Problem>
Copy out the entries below exactly as they stand, but only from the line containing "packages/client/src/index.tsx" through the line containing "afjlambert, line 42: great find!".

Dataset extract>
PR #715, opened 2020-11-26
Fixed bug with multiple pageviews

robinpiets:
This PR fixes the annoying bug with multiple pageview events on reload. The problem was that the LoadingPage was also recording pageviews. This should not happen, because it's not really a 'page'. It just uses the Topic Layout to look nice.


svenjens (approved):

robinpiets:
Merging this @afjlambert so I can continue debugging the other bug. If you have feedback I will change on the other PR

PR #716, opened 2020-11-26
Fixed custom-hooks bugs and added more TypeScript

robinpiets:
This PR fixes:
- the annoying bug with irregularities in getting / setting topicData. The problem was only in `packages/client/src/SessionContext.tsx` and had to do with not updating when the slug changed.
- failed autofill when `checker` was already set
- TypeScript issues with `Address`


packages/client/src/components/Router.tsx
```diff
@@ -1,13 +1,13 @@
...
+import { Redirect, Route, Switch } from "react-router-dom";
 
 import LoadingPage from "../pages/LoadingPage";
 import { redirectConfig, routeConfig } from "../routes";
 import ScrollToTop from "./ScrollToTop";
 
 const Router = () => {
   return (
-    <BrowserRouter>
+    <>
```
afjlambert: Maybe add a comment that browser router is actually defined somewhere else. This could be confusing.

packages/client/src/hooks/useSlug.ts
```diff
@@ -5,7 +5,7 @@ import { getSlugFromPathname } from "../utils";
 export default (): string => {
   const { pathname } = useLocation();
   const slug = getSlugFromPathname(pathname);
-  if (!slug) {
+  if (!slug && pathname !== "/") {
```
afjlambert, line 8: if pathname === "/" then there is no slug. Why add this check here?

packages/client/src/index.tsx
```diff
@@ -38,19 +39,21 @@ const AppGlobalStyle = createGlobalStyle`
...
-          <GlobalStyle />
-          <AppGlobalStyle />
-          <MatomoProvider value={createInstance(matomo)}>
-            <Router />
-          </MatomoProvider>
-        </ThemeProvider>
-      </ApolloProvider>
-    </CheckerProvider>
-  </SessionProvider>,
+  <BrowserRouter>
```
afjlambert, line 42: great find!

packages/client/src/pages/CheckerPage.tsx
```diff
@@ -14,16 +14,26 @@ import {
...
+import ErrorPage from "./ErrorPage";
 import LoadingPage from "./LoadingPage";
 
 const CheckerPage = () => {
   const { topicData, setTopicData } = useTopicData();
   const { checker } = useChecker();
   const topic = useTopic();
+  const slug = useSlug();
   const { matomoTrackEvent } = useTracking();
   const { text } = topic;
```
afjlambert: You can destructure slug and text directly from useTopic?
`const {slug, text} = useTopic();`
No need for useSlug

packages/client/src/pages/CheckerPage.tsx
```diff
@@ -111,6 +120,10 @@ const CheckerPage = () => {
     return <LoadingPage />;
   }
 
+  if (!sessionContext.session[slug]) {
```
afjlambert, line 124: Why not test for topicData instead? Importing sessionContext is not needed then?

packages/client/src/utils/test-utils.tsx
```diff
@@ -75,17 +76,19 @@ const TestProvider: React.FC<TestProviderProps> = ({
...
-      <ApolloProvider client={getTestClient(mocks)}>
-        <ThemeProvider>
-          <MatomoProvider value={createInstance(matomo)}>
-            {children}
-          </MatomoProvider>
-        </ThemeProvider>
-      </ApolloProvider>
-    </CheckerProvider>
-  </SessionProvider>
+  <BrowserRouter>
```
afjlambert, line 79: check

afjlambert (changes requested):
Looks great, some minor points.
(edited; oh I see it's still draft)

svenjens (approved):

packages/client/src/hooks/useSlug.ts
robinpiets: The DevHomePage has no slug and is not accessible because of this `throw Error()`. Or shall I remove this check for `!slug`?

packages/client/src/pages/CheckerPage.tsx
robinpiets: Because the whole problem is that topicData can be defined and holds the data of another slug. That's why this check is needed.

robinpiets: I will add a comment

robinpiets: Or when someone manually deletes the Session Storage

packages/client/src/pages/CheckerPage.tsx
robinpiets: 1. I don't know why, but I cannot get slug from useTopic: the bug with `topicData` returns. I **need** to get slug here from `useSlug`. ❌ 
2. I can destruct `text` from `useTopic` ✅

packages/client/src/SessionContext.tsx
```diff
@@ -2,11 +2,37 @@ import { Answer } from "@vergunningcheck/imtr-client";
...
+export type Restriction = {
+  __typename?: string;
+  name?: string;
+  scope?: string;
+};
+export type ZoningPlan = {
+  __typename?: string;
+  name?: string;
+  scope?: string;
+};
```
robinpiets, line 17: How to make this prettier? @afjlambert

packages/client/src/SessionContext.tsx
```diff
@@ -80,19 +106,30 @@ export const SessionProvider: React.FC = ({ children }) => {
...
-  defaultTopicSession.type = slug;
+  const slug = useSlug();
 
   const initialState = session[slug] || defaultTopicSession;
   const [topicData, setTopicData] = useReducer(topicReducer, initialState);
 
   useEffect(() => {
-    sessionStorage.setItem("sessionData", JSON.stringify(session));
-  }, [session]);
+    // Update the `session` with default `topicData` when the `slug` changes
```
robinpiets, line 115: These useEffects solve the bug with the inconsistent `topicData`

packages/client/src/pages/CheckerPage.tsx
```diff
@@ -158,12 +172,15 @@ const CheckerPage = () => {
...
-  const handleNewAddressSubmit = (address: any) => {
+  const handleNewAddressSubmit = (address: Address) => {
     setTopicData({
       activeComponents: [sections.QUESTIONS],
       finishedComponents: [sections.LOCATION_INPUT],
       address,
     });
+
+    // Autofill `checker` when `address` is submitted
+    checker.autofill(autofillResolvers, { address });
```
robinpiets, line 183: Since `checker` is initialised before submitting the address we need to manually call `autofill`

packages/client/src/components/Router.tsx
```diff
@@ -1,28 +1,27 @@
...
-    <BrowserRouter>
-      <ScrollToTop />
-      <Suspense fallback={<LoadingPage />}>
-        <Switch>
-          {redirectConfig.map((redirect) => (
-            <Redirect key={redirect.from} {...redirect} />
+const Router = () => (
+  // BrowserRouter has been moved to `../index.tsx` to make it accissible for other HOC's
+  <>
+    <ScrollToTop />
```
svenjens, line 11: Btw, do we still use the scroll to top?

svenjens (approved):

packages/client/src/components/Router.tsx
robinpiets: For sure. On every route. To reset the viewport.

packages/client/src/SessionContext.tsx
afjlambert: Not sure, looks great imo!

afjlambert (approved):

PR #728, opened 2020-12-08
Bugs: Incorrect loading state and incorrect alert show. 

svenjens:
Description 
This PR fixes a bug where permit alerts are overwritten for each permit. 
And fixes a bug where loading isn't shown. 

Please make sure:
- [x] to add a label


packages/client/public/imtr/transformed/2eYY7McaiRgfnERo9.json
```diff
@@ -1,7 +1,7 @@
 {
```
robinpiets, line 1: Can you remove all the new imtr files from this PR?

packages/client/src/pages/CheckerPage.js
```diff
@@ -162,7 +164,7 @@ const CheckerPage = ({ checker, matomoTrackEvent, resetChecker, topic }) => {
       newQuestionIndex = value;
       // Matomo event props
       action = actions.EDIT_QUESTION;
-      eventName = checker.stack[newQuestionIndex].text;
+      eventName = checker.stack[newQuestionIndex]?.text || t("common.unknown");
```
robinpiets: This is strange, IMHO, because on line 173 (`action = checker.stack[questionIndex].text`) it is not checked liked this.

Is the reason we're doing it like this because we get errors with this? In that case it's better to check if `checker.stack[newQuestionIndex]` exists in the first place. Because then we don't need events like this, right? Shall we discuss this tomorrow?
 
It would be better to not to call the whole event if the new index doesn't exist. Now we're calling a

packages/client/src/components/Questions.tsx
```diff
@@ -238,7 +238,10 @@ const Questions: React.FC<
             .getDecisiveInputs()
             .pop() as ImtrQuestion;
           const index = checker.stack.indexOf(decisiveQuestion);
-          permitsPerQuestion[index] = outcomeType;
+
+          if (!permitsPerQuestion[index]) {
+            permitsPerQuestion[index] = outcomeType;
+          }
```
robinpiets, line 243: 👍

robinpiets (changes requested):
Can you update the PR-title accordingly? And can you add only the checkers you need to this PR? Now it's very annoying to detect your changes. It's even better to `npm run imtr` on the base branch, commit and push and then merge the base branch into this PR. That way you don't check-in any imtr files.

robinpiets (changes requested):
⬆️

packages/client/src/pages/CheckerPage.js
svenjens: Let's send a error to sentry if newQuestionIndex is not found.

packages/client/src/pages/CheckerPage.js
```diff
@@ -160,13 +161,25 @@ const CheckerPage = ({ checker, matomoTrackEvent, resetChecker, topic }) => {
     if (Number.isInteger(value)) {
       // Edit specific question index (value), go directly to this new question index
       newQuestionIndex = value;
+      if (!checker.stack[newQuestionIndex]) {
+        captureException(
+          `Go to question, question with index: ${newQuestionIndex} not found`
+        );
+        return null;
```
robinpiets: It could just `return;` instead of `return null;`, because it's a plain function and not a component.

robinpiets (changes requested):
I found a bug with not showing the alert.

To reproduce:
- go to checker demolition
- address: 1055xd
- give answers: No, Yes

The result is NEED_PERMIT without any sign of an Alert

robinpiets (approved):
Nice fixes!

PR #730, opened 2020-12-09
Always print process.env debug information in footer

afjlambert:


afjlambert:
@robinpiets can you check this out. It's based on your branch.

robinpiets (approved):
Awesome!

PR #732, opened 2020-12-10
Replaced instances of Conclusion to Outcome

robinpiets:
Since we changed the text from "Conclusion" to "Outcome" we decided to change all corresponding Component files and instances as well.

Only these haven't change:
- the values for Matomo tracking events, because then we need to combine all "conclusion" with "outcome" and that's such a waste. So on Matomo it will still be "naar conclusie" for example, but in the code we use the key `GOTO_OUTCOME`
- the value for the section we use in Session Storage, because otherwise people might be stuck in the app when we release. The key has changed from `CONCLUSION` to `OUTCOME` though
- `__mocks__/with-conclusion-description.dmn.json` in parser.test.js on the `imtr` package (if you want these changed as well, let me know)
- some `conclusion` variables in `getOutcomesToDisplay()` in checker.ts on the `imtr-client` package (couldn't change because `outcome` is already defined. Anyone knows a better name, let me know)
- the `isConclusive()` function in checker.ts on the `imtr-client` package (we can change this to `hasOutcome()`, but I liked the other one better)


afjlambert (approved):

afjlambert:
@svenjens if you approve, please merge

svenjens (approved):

Written answer>
packages/client/src/index.tsx
```diff
@@ -38,19 +39,21 @@ const AppGlobalStyle = createGlobalStyle`
...
-          <GlobalStyle />
-          <AppGlobalStyle />
-          <MatomoProvider value={createInstance(matomo)}>
-            <Router />
-          </MatomoProvider>
-        </ThemeProvider>
-      </ApolloProvider>
-    </CheckerProvider>
-  </SessionProvider>,
+  <BrowserRouter>
```
afjlambert, line 42: great find!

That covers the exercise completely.